Address
- 11627 Brookshire Avenue Downey, California, 90241 United States

District information
- Type: Public
- Grades: K–12
- NCES District ID: 0611460

Students and staff
- Students: 22,216
- Teachers: 903.84
- Staff: 1,107.35
- Student–teacher ratio: 24.58

Other information
- Website: www.dusd.net

= Downey Unified School District =

School district in California, United States

Downey Unified School District ("DUSD") is a public school system in Downey, California, United States. It serves most of Downey and portions of Bellflower, Bell Gardens, and South Gate. The enrollment for 2009 is 22,500, divided among thirteen elementary, four middle, and three high schools.

== Governance ==
Downey Unified School District is governed by a 7-member Board of Education, which appoints a superintendent who runs the daily operations of the district. Members of the board are elected directly by voters from separate districts that encompass communities the DUSD serves. The district's superintendent is John A.Garcia, Jr., Ph.D. The members of the Board of Education include Tod M. Corrin, Giovanna Perez-Saab, Donald E. LaPlante, D. Mark Morris, Barbara R. Samperi, Martha E. Sodetani, and Nancy A. Swenson. Every DUSD household or residential area is zoned to an elementary school, middle school, and high school.

== Demographics ==
In 2003, there were 22,298 students. In 2004, the number of students climbed to 22,523 and then to 22,800 by 2005. In 2006, the number declined to 22,584. In 2007, the number of students declined further to 22,456. In terms of the dropout rate, 1.8% of Downey Unified School District's students dropped out of school compared to the 12.8% of students in the state.
In 2003, 74.6% of the teachers held a bachelor's degree while 25.0% held a master's degree. Only 0.5% had a doctorate. In 2007, the average class size for the district was 22.8 students per teacher; this is opposed to 20.8 students per teacher for the state.

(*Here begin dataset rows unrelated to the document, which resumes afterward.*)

PR #2816, opened 2020-09-25
New standard well implementation for the OpenCL backend

ducbueno:
New implementation of the addition of the standard wells contributions in the OpenCL backend.

This implementation pretty much takes care of the time step chopping that was supposed to get fixed in https://github.com/OPM/opm-simulators/pull/2774.

The multisegmented wells contributions still need to be put back into the code. As soon as I get it running I'll push it.

There is still an issue when running Norne: flow throws an exception in the middle of the simulation only when CUDA is also present in the system. By setting the simulation verbosity to 4 the exception seems to be thrown by the preconditioner.


opm/simulators/linalg/bda/openclKernels.hpp
```diff
@@ -366,96 +366,78 @@ namespace bda
...
-        int stride = valsPerBlock;
-        if(wiId < stride){
-            localSum[wiId] += localSum[wiId + stride];
-        }
+            b = wiId/valsPerBlock + val_pointers[wgId];
 
-        barrier(CLK_LOCAL_MEM_FENCE);
+            if(wiId < valsPerBlock){
+                if(c == 0 || c == 2) {localSum[wiId] += localSum[wiId + 2];}
+                if(c == 0 || c == 1) {localSum[wiId] += localSum[wiId + 1];}
```
blattms, line 413: Are we assuming dim<=3? In that case we need to throw somewhere if this does not hold (we might have additional polymer or other).

Also, I do not quite understand how this works. Why do we process `c == 1` in the second if-clause? Doesn't that mean that we are reading (if `c == 0` we read from w+1 for `wid == w`) and writing (`c == 1` holds for `wid = w+1`) for/to the same location? Probably I am missing something here.

opm/simulators/linalg/bda/openclKernels.hpp
```diff
@@ -366,96 +366,78 @@ namespace bda
...
+                                __global const int *Bcols,
+                                __global const double *x,
+                                __global double *y,
+                                __global const int *toOrder,
+                                const unsigned int dim,
+                                const unsigned int dim_wells,
+                                __global const unsigned int *val_pointers,
+                                __local double *localSum,
+                                __local double *z1,
+                                __local double *z2){
```
blattms, line 383: For clarity please document that z1 and z2 might point to the same location.

opm/simulators/linalg/bda/WellContributionsOCLContainer.cpp
```diff
@@ -0,0 +1,113 @@
...
+            queue->enqueueWriteBuffer(s.val_pointers, CL_TRUE, 0, sizeof(unsigned int) * wellContribs.h_val_pointers_ocl.size(), wellContribs.h_val_pointers_ocl.data());
+            queue->enqueueWriteBuffer(s.toOrder, CL_TRUE, 0, sizeof(int) * toOrder.size(), toOrder.data(), nullptr, &event);
+            event.wait();
+        }
+    }
+
+    void WellContributionsOCLContainer::update_on_gpu(Opm::WellContributions &wellContribs){
+        if(num_std_wells > 0){
+            cl::Event event;
+            queue->enqueueWriteBuffer(s.Cnnzs, CL_TRUE, 0, sizeof(double) * wellContribs.h_Cnnzs_ocl.size(), wellContribs.h_Cnnzs_ocl.data());
```
blattms, line 74: Won't work in general. We only treat open wells and the number of these might change. Even for each wellsthe number of cells perforated might change (different sparsity pattern). Hence we cannot reuse these buffers as their size might be inadequate and the column information wrong.

blattms (changes requested):
Thanks, I think this is a big step in the right directions. Just a few things need to be fixed.

Did not run this yet.

Can you comment on the exception?

opm/simulators/linalg/bda/openclKernels.hpp
blattms: in the case the we are reading values written by different threads, we might also need synchronization/barriers in-between.

opm/simulators/linalg/bda/openclKernels.hpp
```diff
@@ -366,96 +366,78 @@ namespace bda
...
+            while(b < valSize + val_pointers[wgId]){
+                int colIdx = toOrder[Bcols[b]];
+                localSum[wiId] += Bnnzs[b*dim*dim_wells + r*dim + c]*x[colIdx*dim + c];
                 b += numBlocksPerWarp;
             }
-        }
 
-        barrier(CLK_LOCAL_MEM_FENCE);
+            if(wiId < valsPerBlock){
+                localSum[wiId] += localSum[wiId + valsPerBlock];
```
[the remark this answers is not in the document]
ducbueno: Yes, there is an assumption that `dim` and `dim_wells` will always be 3 and 4, respectively. There is no exception that catches if they are different. I'll look into this.

opm/simulators/linalg/bda/openclKernels.hpp
ducbueno: We assume `dim == 3`. We process `c == 1` because we want to add 3 consecutive values of the `localSum`vector. I've written it like this because it is written in a similar manner in the CUDA kernel and I wanted to test if something was wrong with my previous implementation. I think the previous implementation was correct. I'll run some tests to see if this holds and if the other implementation is faster.

opm/simulators/linalg/bda/WellContributionsOCLContainer.cpp
```diff
@@ -0,0 +1,113 @@
...
+            toOrder.insert(toOrder.end(), wellContribs.toOrder, wellContribs.toOrder + Nb);
+
+            cl::Event event;
+            queue->enqueueWriteBuffer(s.Cnnzs, CL_TRUE, 0, sizeof(double) * wellContribs.h_Cnnzs_ocl.size(), wellContribs.h_Cnnzs_ocl.data());
+            queue->enqueueWriteBuffer(s.Dnnzs, CL_TRUE, 0, sizeof(double) * wellContribs.h_Dnnzs_ocl.size(), wellContribs.h_Dnnzs_ocl.data());
+            queue->enqueueWriteBuffer(s.Bnnzs, CL_TRUE, 0, sizeof(double) * wellContribs.h_Bnnzs_ocl.size(), wellContribs.h_Bnnzs_ocl.data());
+            queue->enqueueWriteBuffer(s.Ccols, CL_TRUE, 0, sizeof(int) * wellContribs.h_Ccols_ocl.size(), wellContribs.h_Ccols_ocl.data());
+            queue->enqueueWriteBuffer(s.Bcols, CL_TRUE, 0, sizeof(int) * wellContribs.h_Bcols_ocl.size(), wellContribs.h_Bcols_ocl.data());
+            queue->enqueueWriteBuffer(s.val_pointers, CL_TRUE, 0, sizeof(unsigned int) * wellContribs.h_val_pointers_ocl.size(), wellContribs.h_val_pointers_ocl.data());
+            queue->enqueueWriteBuffer(s.toOrder, CL_TRUE, 0, sizeof(int) * toOrder.size(), toOrder.data(), nullptr, &event);
```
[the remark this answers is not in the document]
blattms: Sorry, to bother you again.

Actually the new changes introduce to many synchronization points. As we do not reuse the host buffers, it should be perfectly fine to use `CL_FALSE` to request non-blocking. How about setting up a `std::vector<cl::Event>` and pass one entry to each `enqueueWriterBuffer` and at the end use [`cl::Event::waitForEvents`](http://github.khronos.org/OpenCL-CLHPP/classcl_1_1_event.html#ae84b90e930f72c1019435dd7cefa2fbd) to wait on all of those.

opm/simulators/linalg/bda/openclKernels.hpp
blattms: Maybe the CUDA code is wrong, too. Or I am (as often) seeing ghosts. This is what I think that we are computing (assuming that in "step 1" we use the original localSum[4], but that value is changed at the same time by the other thread!)

| c | 0 | 1 | 2 | 0 | 1 | 2 |
|---|---|---|---|----|---|----|
| wid | 3 | 4 | 5 | 6 | 7 | 8 |
|---|---|---|---|----|---|----|
| step 0 | localSum[3]+localSum[5] | | localSum[5] + localSum[7] |
| step 1 | localSum[3]+localSum[5]+ localSum[4] | localSum[4]+localSum[5] + localSum[7] |

If that assumption holds we seem to compute the right value for c==0, but the value of c==1 is (hopefully) not used. Where is the flaw in my thinking?

If the same assumptions on dim and dimw are done in the CUDA, please leave changing these for another PR.

opm/simulators/linalg/bda/WellContributionsOCLContainer.cpp
```diff
@@ -0,0 +1,131 @@
...
+            event.wait();
+            queue->enqueueWriteBuffer(s.toOrder, CL_TRUE, 0, sizeof(int) * toOrder.size(), toOrder.data(), nullptr, &event);
+            event.wait();
+        }
+    }
+
+    void WellContributionsOCLContainer::update_on_gpu(Opm::WellContributions &wellContribs){
+        if(num_std_wells > 0){
+            cl::Event event;
+            queue->enqueueWriteBuffer(s.Cnnzs, CL_TRUE, 0, sizeof(double) * wellContribs.h_Cnnzs_ocl.size(), wellContribs.h_Cnnzs_ocl.data(), nullptr, &event);
```
blattms, line 80: We are still writing to buffers that have been allocated during `init`. Can you comment on when that function is called and are you sure that the size is correct whenever this function is callled? As mentioned the size of the host buffers in wellContribs make change before each call to solve_system in the backend.

opm/simulators/linalg/bda/openclKernels.hpp
```diff
@@ -408,12 +408,10 @@ namespace bda
 
             b = wiId/valsPerBlock + val_pointers[wgId];
 
-            if(wiId < valsPerBlock){
-                if(c == 0 || c == 2) {localSum[wiId] += localSum[wiId + 2];}
-                if(c == 0 || c == 1) {localSum[wiId] += localSum[wiId + 1];}
-            }
-
             if(c == 0 && wiId < valsPerBlock){
+                for(unsigned int stride = 2; stride > 0; stride >>= 1){
```
blattms, line 412: Interesting notation for division by 2: `stride/=2`. but now it seems correct

opm/simulators/linalg/bda/WellContributionsOCLContainer.cpp
blattms: Seems to be still an issue. If you disagree then please point to where the size if the device buffers is changed or explain why this is not needed (I might be missing something).

ducbueno: This is strange. I've implemented a function called `reinit` that recreates the buffers if the vectors change size. I don't know why it is not showing here. 

There is an "outdated" flag appearing in this conversation, maybe this is why.

But the change is commited, I've checked in my repository.

blattms: Must have missed that. It is here, too.

blattms:
jenkins build this please

blattms:
Thanks for your persistence. I have run it on my machine and it works. Great job.

There is still some inconsistency in the linear iterations taken,see #2822.

blattms:
BTW did not see any exception for Norne.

In terms of race and ethnicity in 2007, Hispanic students made up the vast majority (79.5%) of the district's student population. In addition, white students were the largest minority; they made up 11.0% of the district's student population. Asian and black students made up 4.7 and 3.8% of the district's student population respectively. The remaining 1.0% of the student population are mostly American Indian students. In addition, a majority of the school district's students (55.0%) were economically disadvantaged.

== Schools ==
Public schools include within the DUSD include Alameda Elementary, Carpenter Elementary, Gallatin Elementary, Gauldin Elementary, Imperial Elementary, Lewis Elementary, Old River Elementary, Price Elementary, Rio Hondo Elementary, Rio San Gabriel Elementary, Unsworth Elementary, Ward Elementary, Williams Elementary, Doty Middle, Griffiths Middle, Sussman Middle, Stauffer Middle, Downey High, Warren High, and Columbus Continuation.

==Protections For Transgender Students==
In 2014, the district signed an agreement with the Department of Education to protect transgender students from abuse, allow them to use their preferred restroom, and use their preferred name in school.